Дело Чести, или шесть дней из жизни одного принца | страница 16



Так-так-так! Что это мне напоминает?.. За последнее время в благородных семействах Такассии было совершено несколько мелких краж драгоценностей. Следы, если мне правильно помнится, вели в высшие круги общества, где и затерялись…

— А может Чашу взял ты? Возможность у тебя была, а на Тагарда сейчас просто наговариваешь. Вроде как бонус к развлечению решил добавить, — воспользовавшись моей заминкой, включилась в разговор Недотрога. — Или по-соседски помочь Нидарии.

— Кэйли, смею тебя заверить, Нидарии никто не поможет. Ни один мозг не в состоянии выдержать такого полчища тараканов. И у меня пока еще сохранились остатки совести, чтобы не толкать людей на эшафот ради собственного развлечения.

— А ради денег? — не унималась Недотрога.

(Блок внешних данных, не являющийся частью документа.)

PR #482, opened 2014-12-08
Write timeout

beedub:
Writes will block indefinitely without timeout if the socket's write buffer space is exhausted and the host is unreachable. This happens in EC2 when a connection has been closed and is idle for more than 60 seconds.

I couldn't figure out a way to simulate host unreachable (as that probably requires going into the OS' tcp layer), so I added a kinda disgusting test using monkeypatching. Any suggestions on how to make it less disgusting?

### DIFF
--- a/lib/redis/client.rb
+++ b/lib/redis/client.rb
@@ -13,6 +13,7 @@ class Redis
       :path => nil,
       :timeout => 5.0,
       :connect_timeout => 5.0,
+      :write_timeout => nil,
       :password => nil,
       :db => 0,
       :driver => nil,
@@ -426,6 +427,8 @@ class Redis
       else
         options[:timeout]
       end
+
+      options[:write_timeout] = options[:write_timeout] ? options[:write_timeout].to_f : options[:timeout]
 
       options[:db] = options[:db].to_i
       options[:driver] = _parse_driver(options[:driver]) || Connection.drivers.last
--- a/lib/redis/connection/ruby.rb
+++ b/lib/redis/connection/ruby.rb
@@ -12,7 +12,7 @@ class Redis
       def initialize(*args)
         super(*args)
 
-        @timeout = nil
+        @timeout = @write_timeout = nil
         @buffer = ""
       end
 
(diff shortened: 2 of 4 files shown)


djanowski:
I spent quite some time trying to figure out a way to simulate the condition. I was about to give up when I re-read your description and realized I needed to exhaust the socket buffer.

This is what I came up with: https://github.com/redis/redis-rb/compare/beedub-write_timeout?expand=1#diff-49f3002b4c26172aa701e9046574e1eaR163

What do you think?

beedub:
@djanowski posted comments on https://github.com/redis/redis-rb/commit/d26f6e18698342f461380e11819e36df629250a4

djanowski:
Fixed stuff based on your comments.

Would you like to merge that branch and update this PR?

beedub:
@djanowski I merged your changes. On cursory glance the test failures look like they're subject to platform differences?

badboy:
The test makes no sense for the proposed feature. 
You're setting a write timeout, but writing against an idle server will still succeed (and it does succeed in under 0.2 seconds), that's why the outer `timeout` in the test fires, leading to the failing test.

beedub:
oh duh. @badboy any thoughts about a test that would work? I originally had https://github.com/beedub/redis-rb/commit/fea04ea18e367f73f04842411372d6baf115fb2c#diff-49f3002b4c26172aa701e9046574e1eaR163, a solution that felt dirty but worked

badboy:
Aaah, sorry for the quick and harsh words, @djanowski informed me that it does fail when the bufferi s exceeded. On Linux it's probably bigger

beedub:
the closest thing I could find to determining the size of the socket write buffer is using

```ruby
val = TCPSocket.new("127.0.0.1", 6000).getsockopt(Socket::SOL_SOCKET, Socket::SO_SNDBUF).unpack("i")[0]
=> 50748
```
but I tested this on ubuntu 10.04 and the write would block somewhere between 3-4x the size in `val`. I'm not sure how it is on other servers.

djanowski:
This is merged in master.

— Кэйли, это — НЕ ДЕНЬГИ. Это рудники, это дороги, это поля, это работники и их семьи. Это одна БОЛЬШАЯ ГОЛОВНАЯ БОЛЬ. Мне для того, чтобы со своими, с позволения сказать, деньгами, разобраться, еще как минимум год нужен. Не, этот удар в цель не попал.

— А Ливиния?

— Вот если бы на кону стояла ты, принцесса, я бы, пожалуй, рискнул. А ради маленькой серенькой мышки Ливи? — он пожал плечами. Принцессу ему на кону подавай! Никакого уважения к королевской крови! Но больше всего мне не понравилось то, что Недотрога лишь досадливо поморщилась в ответ. Понятно, почему никто из принцев до сих пор на нее не позарился — в ней нет ни грамма гордости и собственного достоинства, что полагаются ей по статусу!

— Скромнее нужно быть в желаниях, приятель, — похлопал я Грэйди по плечу, за что получил в ответ ехидную насмешку. А вот и не угадал, это я из венценосной солидарности! — У вас есть еще вопросы, намина?

Вопросов у намины не оказалось, и я с облегчением выпроводил лиотиссца из комнаты. Но, увы, тут же осознал, что до облегчения пока далеко — впереди у нас Равелисса.

В книжке ровным подчерком Недотроги было выведено:

Было время — был он беден,
Молод, голоден, удал,
Львиц любил при лунном свете,
И газелей диких гнал.
Жизнь теперь совсем другая —
Сыт, богат, вполне здоров.
Но тоскливо в этом рае…
Скучно льву среди коров.

В ожидании Равелиссы я изображал из себя статую «возмущение и негодование в одном флаконе: смешать, но не взбалтывать — взорвется!», а Недотрога стояла у окна и делала вид, что задумалась о своем и ничего не замечает. Причем постепенно до меня стало доходить, что она-то как раз не играет, и мой актерские усилия пропали впустую.

Лисса опоздала всего на двадцать минут, что в ее случае практически рекорд. Один взгляд на нее — тщательно одетую, причесанную, подкрашенную и надушенную — сказал мне, что мои самые мрачные предчувствия оправдались. Лисса оглядела комнату, подняла с Недотрогиного кресла, что стояло рядом со мной, ее книжку, переложила на столик, присела и положила руку мне на запястье. Причем в ее исполнении жест Недотроги «вы мне приятны и интересны» превратился в «он мой, руками не трогать». Я перевел взгляд на Недотрогу и на какое-то мгновение почувствовал себя неуютно: на ее лице отражался пытливый взгляд натуралиста, наблюдающего за спариванием двух зверьков: вроде и неловко, но нужно описать для науки. Они что, все сговорились сегодня — доставать меня?